**Task statement:** In the data, find each line where the word "changes" appears and list that line.

**Data to process:**
PR #4019, opened 2026-04-16
Refund System

### LINKED ISSUE #4009: Set terrain in Base Spawn locations to be "unbuildable" prior to the event firing
Players are currently able to pre‑build towers and other structures in locations where bases are later spawned by quests or where armies are teleported after completing a quest. These areas are intended to be reserved for scripted events, but the game does not currently prevent players from placing buildings there.

As a result, bases may spawn on top of player‑built structures, or teleport events may occur inside obstructed areas. This behaviour is unintended.

Technopigg:
A small refund system as a alternative solution to close #4009.

- Enemy buildings located in a base spawn region are removed on the quests completion
- Players are refunded resources for all removed buildings
- Players are informed of the removal and refund, including the total refunded amount.


Technopigg:
Refund system as discussed in discord 

@alrun3 can you review the code
@vampirika if the codes all good do you mind testing in game?

alrun3:
@Technopigg any chance we could not target `main` for this? It'll mean another round of merge conflicts

Technopigg:
Yup no prob at all. Apologies I targeted main thinking there *wouldn't* be any conflicts 🙄

PR #4021, opened 2026-04-17
Refund System + Unused Model Removal

### LINKED ISSUE #4009: Set terrain in Base Spawn locations to be "unbuildable" prior to the event firing

Technopigg:
A small refund system as a alternative solution to close #4009 

Enemy buildings located in a base spawn region are removed on the quests completion
Players are refunded resources for all removed buildings
Players are informed of the removal and refund, including the total refunded amount.


src/WarcraftLegacies.Source/Regions.g.cs
alrun3, line 1: "Aerie Peak Copy" was deleted so constants need to be regenerated. We should probably add an automated test to check for diffs in these files

src/WarcraftLegacies.Source/Factions/Stormwind/Quests/QuestStromgarde.cs
```diff
@@ -52,13 +52,23 @@ protected override void OnFail(Faction completingFaction)
...
+
     completingFaction.Player.SetTechResearched(ResearchId, 1);
+
     foreach (var unit in _rescueUnits)
     {
       unit.Rescue(completingFaction.Player);
     }
   }
 
+
```
alrun3: Are these double spaces between method declarations deliberate?

src/WarcraftLegacies.Source/Factions/Legion/Quests/QuestArgusControl.cs
```diff
@@ -43,6 +43,8 @@ public QuestArgusControl() : base("Argus",
   /// <inheritdoc/>
   protected override void OnComplete(Faction completingFaction)
   {
+    DisplayTextToPlayer(GetLocalPlayer(), 0, 0, "Argus quest OnComplete fired");
+
```
alrun3: Looks like a leftover debug log

alrun3 (approved):
Overall functional when merged with `dev`, so feel free to merge after, however some feedback to consider:

The method name doesn't convey that it refunds structures not owned by the player or neutral players. I think we should make that clearer in the name, but saying that also makes me wonder whether we intended for allied structures to also be refunded? If not we should use `IsUnitEnemy` instead, which respects alliances rather than just ownership.

The method also makes callers responsible for enumerating units before passing them in, that detail could be handled internally. The multi-region case in `QuestPlague` results in three separate calls where one could do. Since the accumulation only exists to support this case, we can solve this at the signature level as well.

Proposed method signatures:

```csharp
public static void RefundEnemyStructuresInRect(player whichPlayer, params Rectangle[] regions)
public static void RefundEnemyStructuresInRange(player whichPlayer, float x, float y, float radius)
```

Happy to help you implement

src/WarcraftLegacies.Source/Factions/Legion/Quests/QuestArgusControl.cs
Technopigg: oops it is indeed

src/WarcraftLegacies.Source/Factions/Stormwind/Quests/QuestStromgarde.cs
Technopigg: They are not intentional, nope. just habit I think. I would of thought `dotnet format` would of cleaned that up but perhaps I am asking a bit much :D

src/WarcraftLegacies.Source/Regions.g.cs
Technopigg: gotcha and makes good sense yup!

src/WarcraftLegacies.Source/Factions/Stormwind/Quests/QuestStromgarde.cs
alrun3: I'll see if it's possible to add that rule. Feel free to remove the excess newlines from the PR :+1:

Technopigg:
> Overall functional when merged with `dev`, so feel free to merge after, however some feedback to consider:
> 
> The method name doesn't convey that it refunds structures not owned by the player or neutral players. I think we should make that clearer in the name, but saying that also makes me wonder whether we intended for allied structures to also be refunded? If not we should use `IsUnitEnemy` instead, which respects alliances rather than just ownership.
> 
> The method also makes callers responsible for enumerating units before passing them in, that detail could be handled internally. The multi-region case in `QuestPlague` results in three separate calls where one could do. Since the accumulation only exists to support this case, we can solve this at the signature level as well.
> 
> Proposed method signatures:
> 
> ```cs
> public static void RefundEnemyStructuresInRect(player whichPlayer, params Rectangle[] regions)
> public static void RefundEnemyStructuresInRange(player whichPlayer, float x, float y, float radius)
> ```
> 
> Happy to help you implement

Sounds like a solid plan. I refactored the original method I had into a `MacroTools` class any didn't quite nail the naming. The previous class was called RefundEnemyStructures. I guess I overlooked it with this one! and cool all makes solid  sense as far I can tell. I think I should be okay making those changes but will give you a shout if I get stuck! tyvm

Technopigg:
Appears that I merged the unused models back in also 

  `Expected unusedModels to be empty because every imported model should be used by an ability, doodad, buff, destructable, or script. Found 3, but found {"markofmagic.mdx", "war3mapimported\heaven's gate channel.mdx", "war3mapimported\sacredshield.mdx"}.`

alrun3:
> Appears that I merged the unused models back in also
> 
> `Expected unusedModels to be empty because every imported model should be used by an ability, doodad, buff, destructable, or script. Found 3, but found {"markofmagic.mdx", "war3mapimported\heaven's gate channel.mdx", "war3mapimported\sacredshield.mdx"}.`

You never removed them: https://github.com/AzerothWarsLR/WarcraftLegacies/pull/4018 :smile:

Technopigg:
> > Appears that I merged the unused models back in also
> > `Expected unusedModels to be empty because every imported model should be used by an ability, doodad, buff, destructable, or script. Found 3, but found {"markofmagic.mdx", "war3mapimported\heaven's gate channel.mdx", "war3mapimported\sacredshield.mdx"}.`
> 
> You never removed them: #4018 😄

XD haha what! how did I manage to Close instead of Merge! ty good catch

src/MacroTools/Utils/RefundSystem.cs
```diff
@@ -0,0 +1,64 @@
...
+
+namespace MacroTools.Utils;
+
+public static class RefundSystem
+{
+  private static readonly Dictionary<player, float> _globalTotals = new();
+
+  private static void RefundHostileStructures(player whichPlayer, IEnumerable<unit> units)
+  {
+    foreach (var u in units.Where(u => u.IsUnitType(unittype.Structure) && u.IsEnemyTo(whichPlayer)))
```
alrun3: Did we also have to filter neutral player structures?

Technopigg: Neutral Passive doesnt count as enemy , but do you think we should for safety?

alrun3: Only if it serves a purpose, I just recall you had included them in the filter before

alrun3 (approved):

src/MacroTools/Utils/RefundSystem.cs
Technopigg: gotcha , I think I was just being over cautious before. There will never be a situation where neutral hostile structures will be in one of these locations.

vampirika: Control points are also removed, so need to exclude them

src/WarcraftLegacies.Source/Factions/FelHorde/Quests/QuestRebuildBlackTemple.cs
```diff
@@ -32,6 +33,12 @@ public QuestRuinsofShadowmoon(Rectangle rescueRect) : base("Ash and Smoke",
   /// <inheritdoc/>
   protected override void OnComplete(Faction whichFaction)
   {
+    var p = whichFaction.Player;
```
vampirika: This should be in the quest "Blackrock" not black temple, and probably not needed in this quest

src/MacroTools/Utils/RefundSystem.cs
alrun3: Ah yes, I am generally not able to review anything related to content as I don't play the game. You should check `IsRemovable`, a variant of it or check for `unittype.Ancient` (IIRC): https://github.com/AzerothWarsLR/WarcraftLegacies/blob/286067b1a3479581d478cfeefaa25f8392dab90b/src/MacroTools/Extensions/UnitExtensions.cs#L444-L453

alrun3:
Consider using squash-merge for this PR. Several commits either fail tests or lack meaningful context in their messages, e.g.:

* `RefundEnemyStructures`
* `Update RefundSystem.cs`
* `Delete RefundEnemyStructures.cs`
* `Merge branch 'dev' into Technopig-PlayerRefund`

vampirika (changes requested):

src/WarcraftLegacies.Source/Factions/FelHorde/Quests/QuestRebuildBlackTemple.cs
Technopigg: oops good catch

vampirika (approved):
Looks good

PR #2205, opened 2026-09-11
fix(#2203): create the missing factbase directory before resolving its path

### LINKED ISSUE #2203: entry.sh aborts when the factbase points into a directory that does not exist yet
The factbase path in `entry.sh:75` goes through plain `realpath`. In the Debian-based `ruby:4.0.5` image that is GNU coreutils, which lets the last path component be missing but requires every directory above it to exist. So a workflow with `factbase: data/new-product.fb` and no `data/` in the checkout gets `realpath: .../data/new-product.fb: No such file or directory`, and `set -e` stops the action before `judges pull` and `judges update` run.

Nothing in the action creates that directory, so such a configuration fails on every fresh checkout, not only once. A factbase directly in the workspace, like `factbase: new-product.fb`, is not affected: its parent is the workspace itself, and judges creates the file on the first run.

Creating the parent directory with `mkdir -p` before the `realpath` call at `entry.sh:75` fixes it, and an `entries/` scenario that sets `INPUT_FACTBASE` to a path inside a missing directory would lock it down. This is the factbase twin of #2202.

@yegor256

Thayorns:
The factbase path in `entry.sh` went through plain `realpath`, which in GNU coreutils tolerates a missing file but not a missing directory above it. A workflow with `factbase: data/new-product.fb` and no `data/` in the checkout therefore stopped right at path resolution, before `judges pull` or `judges update` could run.

Now `entry.sh` creates the parent directory with `mkdir -p` before canonicalizing the path, so judges can create the factbase there on the first run, exactly as it already does for a factbase at the root of the workspace.

Two new `entries/` scenarios cover this: one with a relative path two directories deep and one with an absolute path, both pointing into directories that do not exist yet.

Closes #2203

### DIFF
--- a/entries/creates-a-missing-absolute-factbase-directory.sh
+++ b/entries/creates-a-missing-absolute-factbase-directory.sh
@@ -1,0 +1,25 @@
+#!/usr/bin/env bash
+# SPDX-FileCopyrightText: Copyright (c) 2024-2026 Zerocracy
+# SPDX-License-Identifier: MIT
+
+set -e -o pipefail
+
+SELF=$1
+
+source "${SELF}/makes/setup-test-env.sh"
+source "${SELF}/makes/test-common.sh"
+setup_test_env "${SELF}" name
+
+run_entry_script "${SELF}" success \
+  "GITHUB_WORKSPACE=$(pwd)" \
+  "GITHUB_REPOSITORY=zerocracy/judges-action" \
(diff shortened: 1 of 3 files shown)


Thayorns:
@yegor256 happy to clarify anything about this change if it helps.

Thayorns:
@yegor256 mind taking another look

**Solution:**
Sounds like a solid plan. I refactored the original method I had into a `MacroTools` class any didn't quite nail the naming. The previous class was called RefundEnemyStructures. I guess I overlooked it with this one! and cool all makes solid  sense as far I can tell. I think I should be okay making those changes but will give you a shout if I get stuck! tyvm
vampirika (changes requested):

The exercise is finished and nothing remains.